Итак, перейдем к сути: в чем смысл всего этого реализма? Если со всеми многообразными абсурдами, в которых он проявляется, все же приходится признать, что все или большинство симптомов жизнеспособности в подражательных искусствах в настоящий момент выражаются именно таким образом, какова его ценность?

Дело в том, что всякий раз, когда эта тенденция к реализму проявляется с более чем обычной силой (мы хотели сказать, вирулентностью), это является критическим симптомом. Это характерно для того, что старые врачи назвали бы двумя отдельными климактерическими периодами в истории искусства. Это знаменует младенчество и старость искусства — подъем и падение. Это точно так же, как у отдельного человека — сначала в детстве, а затем в глубокой старости он поклоняется реальному и отказывается принимать то, во что не может поверить как в абсолютно и исторически истинное. «Но это правда?» — спрашивает ребенок; «это факт?» — говорит старик.

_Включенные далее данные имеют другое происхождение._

PR #8018, opened 2024-09-25
ListBox: allow using horizontal scroll bar

TnS-hun:
Allowing passing ImGuiChildFlags and ImGuiWindowFlags parameters to ListBox. This way horizontal scroll bar (and other BeginChild options) can be enabled if needed.

### DIFF
--- a/imgui.h
+++ b/imgui.h
@@ -692,6 +692,7 @@ namespace ImGui
     // - The simplified/old ListBox() api are helpers over BeginListBox()/EndListBox() which are kept available for convenience purpose. This is analoguous to how Combos are created.
     // - Choose frame width:   size.x > 0.0f: custom  /  size.x < 0.0f or -FLT_MIN: right-align   /  size.x = 0.0f (default): use current ItemWidth
     // - Choose frame height:  size.y > 0.0f: custom  /  size.y < 0.0f or -FLT_MIN: bottom-align  /  size.y = 0.0f (default): arbitrary default height which can fit ~7 items
+    IMGUI_API bool          BeginListBox(const char* label, const ImVec2& size, ImGuiChildFlags child_flags, ImGuiWindowFlags window_flags);
     IMGUI_API bool          BeginListBox(const char* label, const ImVec2& size = ImVec2(0, 0)); // open a framed scrolling region
     IMGUI_API void          EndListBox();                                                       // only call EndListBox() if BeginListBox() returned true!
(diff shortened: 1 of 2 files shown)


TnS-hun:
Is there any reason that the enums are forward declared and are after the functions declarations? This could have been simpler by using default parameters.

ocornut:
Thanks for the PR!

If you use `BeginListBox()` without a label it is not much more than a call to `BeginChild()`, and the label would be SameLine(), Text(). The cruft in `BeginListBox()` is mostly for subtle or rarer use cases (e.g. BeginGroup() in case one need to capture hovering of label).

So it could essentially be replaced with:
```cpp
if (ImGui::BeginChild("...", ImVec2(ImGui::CalcItemWidth(), ImGui::GetTextLineHeight() * 7.5f), ImGuiChildFlags_FrameStyle))
{
}
ImGui::EndChild();
ImGui::SameLine();
ImGui::Text("Label");
```

As such, my intuition is that expanding on that API is not so desirable. 

> Is there any reason that the enums are forward declared and are after the functions declarations? This could have been simpler by using default parameters.

C++ enums cannot be used as flags (bitwise operations) without extra runtime overhead.
Either way, for a function like this if we assuming passing child/window flags I would still expect the function to add `ImGuiChildFlags_FrameStyle` over it.

ocornut:
> e.g. BeginGroup() in case one need to capture hovering of label).

Specifically the BeginGroup()/EndGroup() was added by 2f0fb2bc34829799636193c28c663b1d5e9139a2

And the label displaying code is tricker to implement inside `BeginListBox()` because it is done before the `BeginChild()` to avoid storing the label until `EndListBox()`.

I will add comments near BeginListBox() to clarify how it can be implemented in a few lines, and even less if labels is not used.

TnS-hun:
> Either way, for a function like this if we assuming passing child/window flags I would still expect the function to add ImGuiChildFlags_FrameStyle over it.

Yes, it could have been a single function, with the desired behavior by default, if the enums were before the function declarations:
`IMGUI_API bool BeginListBox(cconst char* label, const ImVec2& size = ImVec2(0, 0), ImGuiChildFlags child_flags = ImGuiChildFlags_FrameStyle, ImGuiWindowFlags window_flags = ImGuiWindowFlags_None);`

> As such, my intuition is that expanding on that API is not so desirable.
I understand that. No problem, I will keep this among my collection of helper functions. :)

Issue #7765, opened 2024-07-02
WebGPU backend incorrectly assumes WGPUTextureView pointers will never be reused


dkaste:
### Version/Branch of Dear ImGui:

Version 1.90.6, Branch: docking (through cimgui)

### Back-ends:

imgui_impl_glfw.cpp + imgui_impl_wgpu.cpp

### Compiler, OS:

Windows 10 + Zig (MSVC)

### Details:

**My Issue/Question:**

The WebGPU backend keeps a cache of `WGPUBindGroup`s that internally reference `WGPUTextureView`s which are simply typedef'd opaque pointers. The backend uses a hash of the texture view pointer as the key for the cache. If a texture view is destroyed and another is created with the same pointer, the old, stale bind group will be used. 

I ran into this when rapidly creating/destroying textures to resize a custom 3D viewport embedded in IMGUI.

My current workaround is to manually clear the internal bind group cache whenever changing textures used in IMGUI. It works, but it's far from ideal.

ocornut:
Hello,

Do you have a suggested solution as to how to decently solve this?

dkaste:
I'm not sure WebGPU exposes any kind of truly unique identifier for resources. 

The only decent solution I can think of is to remove the cache, use WGPUBindGroup as ImTextureID, and provide a helper function for the user to create bind groups from texture views. It would unfortunately require the user to manually manage those bind groups, which kind of feels like it goes against the spirit of IMGUI.

dkaste:
That sounds like a reasonable solution. I'm new to WebGPU as well, so that didn't even occur to me.

It might be worth supporting multiple bind groups for "chunks", since `WGPULimits::maxBindingsPerBindGroup` [could be as low as 640](https://developer.mozilla.org/en-US/docs/Web/API/GPUSupportedLimits#instance_properties).

ocornut:
Let's start with a single bind group and we can easily change it to multiple of them based on runtime limits.

ocornut:
I don't have test code for loading a texture in the WebGPU example so one would be helpful but otherwise I'll work toward one eventually.

rdeepak2002:
Hello @dkaste, could you share your workaround solution? I'm facing the same issue and a temporary work around would help. Thanks!

ocornut:
[...]

PR #8025, opened 2024-09-29
[wiki] Add image loading and displaying example with WebGPU

Jairard:
Dummy PR to update wiki following [this discussion](https://github.com/ocornut/imgui/issues/7765#issuecomment-2381247105). First commit is just importing the markdown file from the wiki, the following ones are the actual changes to review.

Please note that to match other examples, the screenshot should be uploaded to Github and its link should be changed.


ocornut:
Thank you! I am pleasantly surprised that the git process worked here even though the PR is on imgui repo:
I used `git fetch xxx` then `git cherry-pick xxx` in my local version of wiki repo and could merge the commits perfectly!

Jairard:
Perfect ! It looks like the image is broken though

ocornut:
Fixed it. Not sure what happened.

PR #8032, opened 2024-10-01
InputText: Implement double/triple-click + drag word/line selection

ronak69:
```
Select word/line on double/triple click was already implemented but
holding down the last click and dragging the mouse to incrementally
select was not.

To do this, `ImGuiInputTextState` keeps track of the current selection
mode (based on the number of mouse clicks) and the originating cursor
position over which the clicks happened. Later, on mouse moves, the
appropriate selection for mouse position and origin gets constructed.
```

Logic based on https://github.com/rxi/lite/commit/53d555b362f10044b473d452220d85c943f3dfd2.
#### Before:

https://github.com/user-attachments/assets/fe373069-676c-4feb-996c-b56a796d0cef

#### After:

https://github.com/user-attachments/assets/219b3e72-4969-4ee3-b363-d100750fd3c6

----

<details>
<summary>Some issues in double click selection:</summary>
<br>
Even if the cursor is already at a word boundary double-click will jump left. This patch fixes it. But I don't know why selection gets checked here. In my testing, the selection is never there and this assertion never fails.

```diff
diff --git a/imgui_widgets.cpp b/imgui_widgets.cpp
index ad1c1ea9a..282a35ae3 100644
--- a/imgui_widgets.cpp
+++ b/imgui_widgets.cpp
@@ -4638,7 +4638,9 @@ bool ImGui::InputTextEx(const char* label, const char* hint, char* buf, int buf_
                 // We always use the "Mac" word advance for double-click select vs CTRL+Right which use the platform dependent variant:
                 // FIXME: There are likely many ways to improve this behavior, but there's no "right" behavior (depends on use-case, software, OS)
                 const bool is_bol = (state->Stb->cursor == 0) || ImStb::STB_TEXTEDIT_GETCHAR(state, state->Stb->cursor - 1) == '\n';
-                if (STB_TEXT_HAS_SELECTION(state->Stb) || !is_bol)
+                const bool move_left = !ImStb::is_word_boundary_from_right(state, state->Stb->cursor);
+                IM_ASSERT(!STB_TEXT_HAS_SELECTION(state->Stb));
+                if (move_left && (STB_TEXT_HAS_SELECTION(state->Stb) || !is_bol))
                     state->OnKeyPressed(STB_TEXTEDIT_K_WORDLEFT);
                 //state->OnKeyPressed(STB_TEXTEDIT_K_WORDRIGHT | STB_TEXTEDIT_K_SHIFT);
                 if (!STB_TEXT_HAS_SELECTION(state->Stb))
```

See the difference it makes:

Before:

https://github.com/user-attachments/assets/bbf2a9ea-6b42-47b8-8990-0eae49765893

After:

https://github.com/user-attachments/assets/e36f63ed-59ab-4889-8bfd-97c783fd35ec

Also, the `is_bol` check prevents selection if the clicks happen at the very last character. It should fallback to select the last word of the text instead.

</details>

### DIFF
--- a/imgui_internal.h
+++ b/imgui_internal.h
@@ -1119,6 +1119,8 @@ struct IMGUI_API ImGuiInputTextState
     bool                    ReloadUserBuf;          // force a reload of user buf so it may be modified externally. may be automatic in future version.
     int                     ReloadSelectionStart;   // POSITIONS ARE IN IMWCHAR units *NOT* UTF-8 this is why this is not exposed yet.
     int                     ReloadSelectionEnd;
+    int                     SelectionClicks;        // double/triple-click word/line selection mode.
+    int                     SelectionOrigin;        // char-index/cursor-position under the mouse click that started current selection.
 
     ImGuiInputTextState();
     ~ImGuiInputTextState();
--- a/imgui_widgets.cpp
+++ b/imgui_widgets.cpp
@@ -4631,6 +4631,9 @@ bool ImGui::InputTextEx(const char* label, const char* hint, char* buf, int buf_
             const int multiclick_count = (io.MouseClickedCount[0] - 2);
             if ((multiclick_count % 2) == 0)
             {
+                state->SelectionClicks = 2;
+                state->SelectionOrigin = state->Stb->cursor;
+
                 // Double-click: Select word
                 // We always use the "Mac" word advance for double-click select vs CTRL+Right which use the platform dependent variant:
                 // FIXME: There are likely many ways to improve this behavior, but there's no "right" behavior (depends on use-case, software, OS)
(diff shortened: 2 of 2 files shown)


ocornut:
Hello,

Thanks for your PR.
Due to the rather complex nature of the widget and this adding a little bit of complexity on top, I would like to come with a regression test that explains/exercise some of the edge cases.

This file has the existing tests for `InputText()`:
https://github.com/ocornut/imgui_test_engine/blob/main/imgui_test_suite/imgui_tests_widgets_inputtext.cpp
Let me know if I can help getting acquainted with test suite.

The PR can use current value of IMGUI_VERSION_NUM which I would amend when merging code in main repo.

ronak69:
Hello,

If the text buffer is "Hello world!", then to click on "w" I would need its on-screen coordinates. I found `stb_textedit_find_charpos()`. But that is in the implementation part of `imstb_textedit.h`, which I can't find a way to include/link to in test engine. Is there a way?

Otherwise, for now, should I manually measure the needed coordinates and hard code them in the test function?

ocornut:
I guess you would call CalcTextSize() with the “Hello w” string subset.

ocornut:
But i don’t think you would need to care about screen coordinates, only cursor positions.

ronak69:
Wrote some fragile tests.

PR #8041, opened 2024-10-05
Vulkan: Re-Create main window pipeline

SuperRonan:
- ImGui_ImplVulkan_ReCreateMainPipeline(...) does not implicitly use ImGui_ImplVulkan_InitInfo::PipelineRenderingCreateInfo, but a function parameter.
- The main window pipeline is created only if possible during ImGui_ImplVulkan_Init(...) (if a render pass or rendering info are given), else it should be created with ImGui_ImplVulkan_ReCreateMainPipeline(...)
R.
- The rendering does seem to work properly only UNORM render target (with other formats, the GUI is missing a color correction). This will be fixed in a future PR.

### DIFF
--- a/backends/imgui_impl_vulkan.cpp
+++ b/backends/imgui_impl_vulkan.cpp
@@ -1042,9 +1042,9 @@ static VkPipeline ImGui_ImplVulkan_CreatePipeline(ImGui_ImplVulkan_PipelineCreat
         frag_spec_constant_data.params = *pci.colorCorrectionParams;
         for (unsigned int i = 0; i < 4; ++i)
         {
-            frag_spec_constants[1].constantID = 1 + i;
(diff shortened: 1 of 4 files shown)


SuperRonan:
I will also write an extension of these changes for the docking branch.

SuperRonan:
I also added a optional color correction to the imgui fragment shader. 
It should not alter the default behavior of imgui_impl_vulkan.

ocornut:
?

SuperRonan:
I will re-open it soon (this evening or tomorrow) with more changes (and a docking version), I did not want to burden you a merge of an outdated version.

ocornut:
You can push or force push to a same PR to update it!

But FYI doing multiple unrelated things in a same PR is the best way to get it to take years to get looked at.

Providing clear rational / proof / exemples for everything would be helpful too. Vulkan related changes are notoriously slow because people seem often happy to not explore all angles.

Thanks!

PR #8053, opened 2024-10-12
Vulkan: Re-Create main window pipeline and added optional color correction

SuperRonan:
1. API changes:

- ImGui_ImplVulkan_CreatePipeline(...) does not implicitly use ImGui_ImplVulkan_InitInfo::PipelineRenderingCreateInfo, but a function parameter.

Точная разница между реализмом младенчества и реализмом старости — это другой вопрос, к которому мы еще вернемся: в настоящее время мы имеем дело только с их родовой идентичностью. И поскольку отдельный человек почти во всех отношениях является миниатюрой человечества, мы обнаруживаем, что этот родовой реализм характерен одновременно для начала и конца искусства. В промежутке он стремится к чистой лазури идеала.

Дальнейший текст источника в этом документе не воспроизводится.